Je relis petit à petit avec plaisir en VO les Agatha Christie que j’avais collectionné pendant mes années d’étudiante, mais à ma grande surprise mes impressions sont aujourd’hui très variées selon les titres. J’apprécie toujours autant l’habilité de l’intrigue, et la lecture est toujours un plaisir, mais la caractérisation des personnages – un point fort de l’autrice – n’est pas toujours du même niveau.
Ce roman est clairement l’un des meilleurs de ce côté-là. L’ambiance d’un petit village est particulièrement bien rendu, et j’ai adoré l’exposition externe de Miss Marple via le narrateur, qui est très sensible à son impitoyable intelligence et ne la sous-estime jamais (« elle a l’habitude d’avoir toujours raison, et c’est ce que les gens ne lui pardonnent pas »).

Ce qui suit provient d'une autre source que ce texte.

PR #346, opened 2023-09-28
add option for unique id

Buttars:
This is a rough draft state. Learned a lot along the way about rust. Please let me know if there's anything I can improve on.

### DIFF
--- a/src/args.rs
+++ b/src/args.rs
@@ -1,0 +1,60 @@
+use clap::Parser;
+use clap_complete::Shell;
+use std::path::PathBuf;
+
+use super::device::InputDevice;
+use super::watch_targets::WatchTargets;
+
+#[derive(Parser, Debug)]
+#[clap(version)]
+#[allow(non_snake_case)]
+pub struct Args {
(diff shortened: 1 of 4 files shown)


Buttars:
One concern I have is the refactoring of Args and WatchTargets as well as the several methods I had to change to public to get this to work. 

I'm wondering if the already public get_input_devices method should be refactored to only return devices and exclude all the logging that way it can be used throughout the application without spamming the terminal.

Or if another public method should be exposed to fetch and filter for devices similarly.

Buttars:
I'm happy to continue refining this PR. The reason for the breaking out of the new files was because of the need to expose the Args and WatchTargets structs. Is there a way to expose/import those without moving them out of the files?

k0kubun:
Oh okay. I'm sure it's possible, but let me have a look again tonight to share how it can be done.

k0kubun:
Ugh, I accidentally pushed this change to the actual master since your branch had the same name. I'll reopen another one.

PR #369, opened 2023-11-08
Add Alt-backspace config into example/emacs.yml

zw963:
Add emacs mapping for `Kill word backward` use `Alt-backspace`, and exclude this config for emacs itself too.

Thanks

### DIFF
--- a/example/emacs.yml
+++ b/example/emacs.yml
@@ -36,6 +36,8 @@ keymap:
       C-k: [Shift-end, C-x, { set_mark: false }]
       # Kill word backward
       Alt-backspace: [C-backspace, {set_mark: false}]
+      # set mark next word continuously.
+      C-M-space: [C-Shift-right, {set_mark: true}]
       # Undo
       C-slash: [C-z, { set_mark: false }]
       C-Shift-ro: C-z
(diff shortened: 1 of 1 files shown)


example/emacs.yml
```diff
@@ -32,6 +34,8 @@ keymap:
       M-d: [C-delete, { set_mark: false }]
       # Kill line
       C-k: [Shift-end, C-x, { set_mark: false }]
+      # Kill word backward
+      Alt-backspace: [C-backspace, C-x, {set_mark: false}]
```
k0kubun, line 38: In my environment (Ubuntu 22.04, X11 GNOME), `C-backspace` already deletes a word, so `C-x` seems to do nothing. Why did you add `C-x` here?

zw963: Sorry, my fault, i modified config from the copy of above `C-k:`  :smile:

I added a C-M-Space config too, please check.

zw963:
Hi, i do propose change `C-s: f3` into `C-s: C-f`, because after user search a keyword use F3 at the first time, then pressing F3(C-s) again, which will search next previous keyword instead of popup the search menu, which is not we want.

Thanks

k0kubun (approved):

PR #8349, opened 2025-06-16
[WIP] Callouts refresh

ccanos:


ccanos:
@coderabbitai full review

src/core/utils/nameOf.ts
```diff
@@ -1,19 +1,12 @@
-// const nameOf = <T>(name: Extract<keyof T, string>): string => name;
```
ccanos, line 1: previously this nameOf function had another purpose, it was only used for the urlParams, I have moved this code there, and implemented a new `nameOf` util, which is more similar to the c# nameOf util, it's useful for forms, see the comment in code

src/core/ui/content/PageContentBlockCollapsible.tsx
```diff
@@ -1,26 +1,58 @@
...
 import { ReactNode, forwardRef, useState } from 'react';
 import PageContentBlock, { PageContentBlockProps } from './PageContentBlock';
 import { gutters } from '../grid/utils';
+import PageContentBlockSeamless from './PageContentBlockSeamless';
+
+interface ExpandMoreButtonProps extends IconButtonProps {
+  collapsed: boolean;
+}
+
+const ExpandMoreButton = styled((props: ExpandMoreButtonProps) => {
```
bobbykolev, line 12: we can extract this as a separate reusable component

PR #8356, opened 2025-06-17
WiP: Updates in L1 & L2 settings

bobbykolev:
- [x] L2 admin settings updated to be like L1 (excluding Create Subspace);
- [ ] ... 
- [ ] ...

### DIFF
--- a/src/core/i18n/en/translation.en.json
+++ b/src/core/i18n/en/translation.en.json
@@ -2156,7 +2156,7 @@
             "createBlocks": "<b>Create Blocks</b>: Allow members to create blocks for collaboration tools & posts. If you deactivate this, members will still be able to contribute to existing posts and calls, but will not be able to create new blocks.",
             "createSubspaces": "<b>Create Subspaces</b>: Allow members to create Subspaces in this Space. If you deactivate this, you can still create Subspaces yourself and add other people as an admin inside the Subspace.",
             "eventsFromSubspaces": "<b>Subspace events</b>: Allow events from Subspaces to be visible on this Space calendar as well.",
-            "inheritRights": "Allow Space members to contribute.",
+            "inheritRights": "Allow members of to contribute without needing to join first.",
             "supportAsAdmin": "<b>Alkemio Support</b>: Allow the Alkemio Support team to act as an admin in this Space."
           },
           "copySpace": {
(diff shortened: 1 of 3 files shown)


src/domain/community/inviteContributors/components/FormikContributorsSelectorField/useContributors.ts
```diff
@@ -0,0 +1,103 @@
...
+  } = usePaginatedQuery<UserSelectorQuery, UserSelectorQueryVariables>({
+    useQuery: useUserSelectorQuery,
+    getPageInfo: data => data.usersPaginated.pageInfo,
+    options: { skip: !filter || onlyUsersInRole },
+    pageSize,
+    variables: { filter },
+  });
+
+  if (onlyUsersInRole && parentSpaceId) {
+    const data = useMemo(
```
ccanos, line 85: I don't think you can useMemo inside this if

src/domain/community/inviteContributors/components/FormikContributorsSelectorField/useContributors.ts
```diff
@@ -0,0 +1,103 @@
...
+  pageSize = 20,
+}: UseContributorsParams): UseContributorsResult => {
+  const { data: parentSpace, loading: loadingRoleSet } = useInviteUsersDialogQuery({
+    variables: {
+      spaceId: parentSpaceId!,
+    },
+    skip: !onlyUsersInRole || !parentSpaceId,
+  });
+
+  const parentRoleSetId = parentSpace?.lookup.space?.about.membership.roleSetID;
```
ccanos, line 61: not sure how hard would be the changes, but it would be very nice to pass the parentRoleSetId directly instead of the `parentSpaceId`
Also `onlyUsersInRole` would be a complex structure: { roleSetId, roleName, contributorType } and use it if it's set or use the userSelector if it's null

ccanos (changes requested):
please see the comments

src/domain/community/inviteContributors/components/FormikContributorsSelectorField/useContributors.ts
bobbykolev: As we have the parentId provided, it's better to make the additional query when needed. No need to obtain the roleSetId earlier. You have a point and if you insist on passing the roleSetId instead, then whenever we set the `onlyUsersInRole`, we'll have to make sure we're querying and passing the roleSetId instead.

PR #8365, opened 2025-06-19
Fix the import of a space templates.

bobbykolev:
Dependant on: https://github.com/alkem-io/server/pull/5200


src/domain/templates/components/TemplatesAdmin/TemplatesAdmin.tsx
```diff
@@ -264,7 +268,7 @@ const TemplatesAdmin = ({
         ...template,
         spaceId: template.contentSpace?.id,
       });
-      await createSpaceTemplate({
+      await importSpaceTemplate({
```
techsmyth, line 271: is there a new Template entity being created? If so then it is create...

PR #8426, opened 2025-07-02
Optimized global banner

bobbykolev:
The Global banner is the Largest Contentful Paint (LCP) item on the homepage.
In this PR, the asset was optimized, reducing its size from ~250kb to ~190kb without visible changes.
https://optimize.svgomg.net/

This small change would potentially improve our LCP score/timing, improving the perf score in Google (not only).

image


ccanos (approved):

ccanos:
incredible, I can't find a single pixel difference... nice work 👏

PR #8493, opened 2025-07-11
New Space Visuals 

bobbykolev:
Initially, I misunderstood the requirements. Instead of having the same default asset for all subspaces based on the top-level space, we should just have a random* but persistent one. The logic should depend only on the space's ID no matter the SpaceLevel and parent-child relations. 

So we should have 16 variations (0-f based-id), the logic for displaying is based on the first character in the space ID.
There's one additional default, which will be displayed in case there's no ID provided - on creation or during loading.

The main logic is in `src/domain/space/icons/defaultVisualUrls.ts`. 

## Summary by CodeRabbit

* **New Features**
  * Default images for spaces (avatars, banners, cards) are now dynamically generated based on each space’s unique ID, providing more variety and context-aware visuals.
  * Space IDs are now consistently included in space-related components, improving identification across cards, avatars, tiles, banners, and notifications.

* **Bug Fixes**
  * Improved fallback logic for default images, ensuring the correct image is shown when a custom visual is unavailable.

* **Refactor**
  * Updated multiple components to use a new function for determining default visual URLs, replacing previous static mappings.
  * Enhanced prop interfaces for space-related components to support the new dynamic image logic.


ccanos:
@bobbykolev I have optimized a bit the getDefaultVisual function, I think when executed many times, regexes can be expensive and a Set like this is faster.

PR #8495, opened 2025-07-11
updated codegen for new mutations for working with innovation flow states

techsmyth:
Graphql mutations added for working with states on innovation flow

To do:
- update code to use the new mutation
- test...


techsmyth:
@ccanos am hoping this is 80% plus, but good if we have a short chat early next week so I can talk you through the updates. Basically the states are now managed much more like callouts in a calloutsSet, so you can add, remove + re-order - all different mutations.

PR #8536, opened 2025-07-28
Multiselect for the invite dialog

bobbykolev:
Now the Invite Dialog supports multiple selection of roles. 

A new reusable FormikMultiSelect control was introduced.

Side note, I'm planning to extract all of the helper text logic into a util, but I didn't want to be part of this PR.

## Summary by CodeRabbit

* **New Features**
  * Added a multi-select dropdown component for forms, allowing users to select multiple options with improved UI elements.

* **Enhancements**
  * Updated the invite users dialog and form to support selecting multiple roles instead of just one when inviting contributors.
  * Improved validation and handling for multiple role selections during user invitations.
  * Refined invitation logic to consistently handle multiple roles and exclude default member role automatically.

* **Bug Fixes**
  * Ensured consistent handling of role selection and invitation logic throughout the user interface.

### DIFF
--- a/src/core/ui/forms/FormikMultiSelect.tsx
+++ b/src/core/ui/forms/FormikMultiSelect.tsx
@@ -1,0 +1,89 @@
+import { Autocomplete, Chip, TextField, TextFieldProps } from '@mui/material';
+import { useField } from 'formik';
+import { useMemo, ReactElement, SyntheticEvent } from 'react';
+import { useValidationMessageTranslation } from '@/domain/shared/i18n/ValidationMessageTranslation';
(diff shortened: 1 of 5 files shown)


ccanos:
@bobbykolev Code looks good and I like the UI, but I think it's confusing to be able to remove "Member" from the select because it's not true, the person will become a member anyway.
image
what if we add a flag "mandatory" or "notRemovable", or just "disabled" to the options, so that option cannot be removed?
I have seen this in the docs:
image

ccanos (changes requested):
please see the comment

ccanos (approved):

Issue #8545, opened 2025-07-30
BUG: Navigating from Welcome page to Sign In page, throws console errors


Comoque1:
**Describe the bug**

**To Reproduce**

1. Go to welcome.dev-alkem.io
2. Click on "Sign in" button - user is redirected to sign in page and console error is thrown
`KratosInput.tsx:57 Warning: Failed prop type: The prop `xs` of `GridLegacy` can only be used together with the `item` prop.`
<img width="1305" src="https://api.zenhub.com/attachedFiles/eyJfcmFpbHMiOnsibWVzc2FnZSI6IkJBaHBBd3pqQ2c9PSIsImV4cCI6bnVsbCwicHVyIjoiYmxvYl9pZCJ9fQ==--98e706d0091a6396710d47ff34032e77f35afb35/image.png" alt="image.png" />

**Expected behavior**
Console error is not thrown.

PR #8621, opened 2025-08-21
Fix: Navigating from Welcome page to Sign In page, throws console errors #8545

ccanos:
I was not seeing the console error anymore but it makes sense, in the docs when you set any breakpoint to a Grid you are referring to a GridItem.
I started adding `item` as prop to GridLegacy and saw no difference visually.
So I have removed <GridLegacy> completely. Tested it visually and looks exactly the same. KratosUI (the parent that renders all the `KratosInput`s is not an MUI Grid anyway.

Tested a few screens: Sign In, Sign Up, set password, Enter email verification code, reset password (maybe not all) but tested forms look exactly the same.
So one less GridLegacy item to migrate when we upgrade MUI 🎉

<hr/>
Also fixes this other console error:
image

## Summary by CodeRabbit

* **Refactor**
  * Simplified the input layout: inputs now render as a TextField wrapped by a Tooltip (grid wrapper removed). Visual spacing/alignment and responsive behavior may be slightly different; typing, focus/blur, validation, error display, helper text, disabled state, and password visibility remain unchanged.
  * Improved component rendering to ensure stable React key handling with no user-visible behavior changes.

### DIFF
--- a/src/core/auth/authentication/components/Kratos/KratosInput.tsx
+++ b/src/core/auth/authentication/components/Kratos/KratosInput.tsx
@@ -1,4 +1,4 @@
-import { GridLegacy, InputAdornment, OutlinedInputProps, TextField, Tooltip } from '@mui/material';
+import { InputAdornment, OutlinedInputProps, TextField, Tooltip } from '@mui/material';
 import { UiNodeInputAttributes } from '@ory/kratos-client';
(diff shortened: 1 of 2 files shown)


bobbykolev (approved):
Nice, please double-check mobile as well.

ccanos:
sure, did it. Merging, thanks

PR #8672, opened 2025-09-04
Improved read-only reason for Memo

hero101:
## Summary by CodeRabbit

- **New Features**
  - Memo editing now respects content update policies, restricting edits when only contributors may modify content.
  - Read-only reasons are clearer and include policy-based restrictions.
  - Read-only state is detected earlier for more consistent behavior with connectivity/auth checks.
  - Members with appropriate access can continue editing as before.

### DIFF
--- a/package-lock.json
+++ b/package-lock.json
@@ -1,12 +1,12 @@
 {
   "name": "@alkemio/client-web",
-  "version": "0.109.3",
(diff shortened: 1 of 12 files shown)


bobbykolev (approved):
Just double-check the conditional order. Otherwise, looking good.

PR #8736, opened 2025-09-17
Ability to disable user geo location

hero101:
## Summary by CodeRabbit

- New Features
  - Added a geolocation enable/disable toggle in configuration.

- Bug Fixes
  - App now skips location lookup and clears loading/data when geolocation is disabled or no endpoint is configured.
  - Analytics always use numeric coordinates (fallback to 0) to avoid undefined values.

- Refactor
  - Internal logic now reacts to geolocation enable/disable changes without altering public interfaces.


src/core/analytics/geo/UserGeoProvider.tsx
```diff
@@ -29,13 +29,17 @@ export const UserGeoContext = createContext<UserGeoContextProps>({
 export const UserGeoProvider = ({ children }: PropsWithChildren) => {
   const { geo } = useConfig();
   const geoEndpoint = geo?.endpoint;
+  const disabled = !geo?.enabled;
```
valeksiev, line 32: Same as the server - wouldn't invert the flag.

valeksiev (approved):

PR #8748, opened 2025-09-18
Tiptap: Upgrade to 3+

polibb:

Upgrades tiptap's packages to latest version.
- using `clientId` to distinguish users suddenly does not work as expected - 1 user has many different clientIds for all their contributions in a memo, so changed to use user's `id` itself
- removed some configuration flags which we override by using explicit extensions (link extension; history from extension-collaboration is called undo/redo and included)
- all tiptap packages are now 3.4.4

### Additional context

Add any other context

### Governance 

- [ ] Documentation is added


ccanos:
I see a problem, not sure if it's here only, 
image

when collaborating, the cursor looks like this. I remember we copied the styles from the tiptap website to `src/core/ui/forms/CollaborativeMarkdownInput/styles.scss` they may have changed the css classes or something

in dev it looks like this:
image

ccanos (changes requested):
there's a styling problem, other than that, looks to be working well! good job.
But there's a change about userIds... in the end we wanted the server to add the userId to the information broadcasted and not to be the client who informs the server saying "this is my user id". I think it can stay like you have done and I'll create a task to refactor a bit this, Svetlio and me already had it in mind

polibb:
Thank you for spotting the styling error! Fixed ☕️

> But there's a change about userIds... in the end we wanted the server to add the userId to the information broadcasted and not to be the client who informs the server saying "this is my user id". I think it can stay like you have done and I'll create a task to refactor a bit this, Svetlio and me already had it in mind

I was wondering why the TODO was there instead of just using the userId.. Now I get it. After the update of tiptap the field of `id` does not accept numbers, which the `clientId` is, and also there are many clientIds per user depending on their session collaboration input. So yeah, it has to be userId now, and a refactoring task is a good idea, thank you.

PR #193, opened 2020-09-01
Update junit from 4.12 to 4.13

jmsfltchr:


jmsfltchr:
I was trying this upgrade in order to use `@BeforeParams` for parameterised testing of `graknlabs/simulation`, but this is no longer needed as I found a different architecture for the solution.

La narration est superbe. C’est Len Clement, le pasteur, qui raconte. C’est un homme complexe, qui accomplit son devoir avec beaucoup de conscience professionnelle et d’empathie, mais peut-être une foi défaillante, voire absente (rien n’est dit en ce sens, c’est une impression personnelle). Il porte un regard désabusé sur ses semblables mais vole toujours à leur aide, autant par devoir que par bonté… et aussi par curiosité. Il a un extraordinaire sens de l’humour, le fameux « dry humor » anglais, qui ne s’épargne pas, puisqu’il est régulièrement teinté d’auto-dérision. S’il se décrit volontiers comme un homme quelconque, un peu fade, le lecteur ne manque pas d’apprécier son esprit vif et organisé et d’être touché par ses faiblesses, dont la principale est sa très jeune, très belle et très originale épouse, Griselda. On retrouve ce couple dans d’autres (au moins un) romans de l’autrice, et leur relation est très intéressante, touchante et pudique sous la très british décontraction.
Un incontournable Agathie Christie !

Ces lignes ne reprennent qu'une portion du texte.